Material for this task: Begin

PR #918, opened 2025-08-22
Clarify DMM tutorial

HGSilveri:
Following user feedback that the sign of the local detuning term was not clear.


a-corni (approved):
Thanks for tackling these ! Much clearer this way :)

Material for this task: End
Material for this task: Begin

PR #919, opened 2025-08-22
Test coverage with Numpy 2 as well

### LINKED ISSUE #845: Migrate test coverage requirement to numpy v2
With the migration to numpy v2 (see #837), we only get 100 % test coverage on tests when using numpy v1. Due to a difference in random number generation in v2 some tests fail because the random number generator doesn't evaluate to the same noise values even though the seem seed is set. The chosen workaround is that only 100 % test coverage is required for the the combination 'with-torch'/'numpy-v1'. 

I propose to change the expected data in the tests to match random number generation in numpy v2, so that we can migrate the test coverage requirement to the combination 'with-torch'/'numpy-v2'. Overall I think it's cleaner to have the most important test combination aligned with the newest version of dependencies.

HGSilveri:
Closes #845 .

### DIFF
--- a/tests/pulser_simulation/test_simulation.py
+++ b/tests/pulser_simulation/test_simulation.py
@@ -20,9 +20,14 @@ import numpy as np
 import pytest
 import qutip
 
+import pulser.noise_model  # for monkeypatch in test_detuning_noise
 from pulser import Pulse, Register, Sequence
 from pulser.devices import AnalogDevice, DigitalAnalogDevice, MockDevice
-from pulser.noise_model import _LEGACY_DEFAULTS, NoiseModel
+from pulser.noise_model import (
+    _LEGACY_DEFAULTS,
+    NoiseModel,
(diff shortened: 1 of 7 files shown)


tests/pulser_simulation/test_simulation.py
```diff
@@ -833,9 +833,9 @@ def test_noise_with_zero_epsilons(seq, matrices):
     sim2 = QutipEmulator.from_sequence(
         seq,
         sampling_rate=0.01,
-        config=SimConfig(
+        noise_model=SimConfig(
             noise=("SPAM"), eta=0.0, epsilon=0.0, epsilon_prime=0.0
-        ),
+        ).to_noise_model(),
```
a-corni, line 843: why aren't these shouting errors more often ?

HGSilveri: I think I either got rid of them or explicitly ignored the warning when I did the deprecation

Material for this task: End
Material for this task: Begin

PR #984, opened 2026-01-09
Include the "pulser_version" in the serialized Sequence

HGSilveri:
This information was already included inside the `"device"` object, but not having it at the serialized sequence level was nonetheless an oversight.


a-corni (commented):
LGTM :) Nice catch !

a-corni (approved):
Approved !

Material for this task: End

Lines with "SimConfig": return each one from the data above.

→ **Answer area**:
-        config=SimConfig(
+        noise_model=SimConfig(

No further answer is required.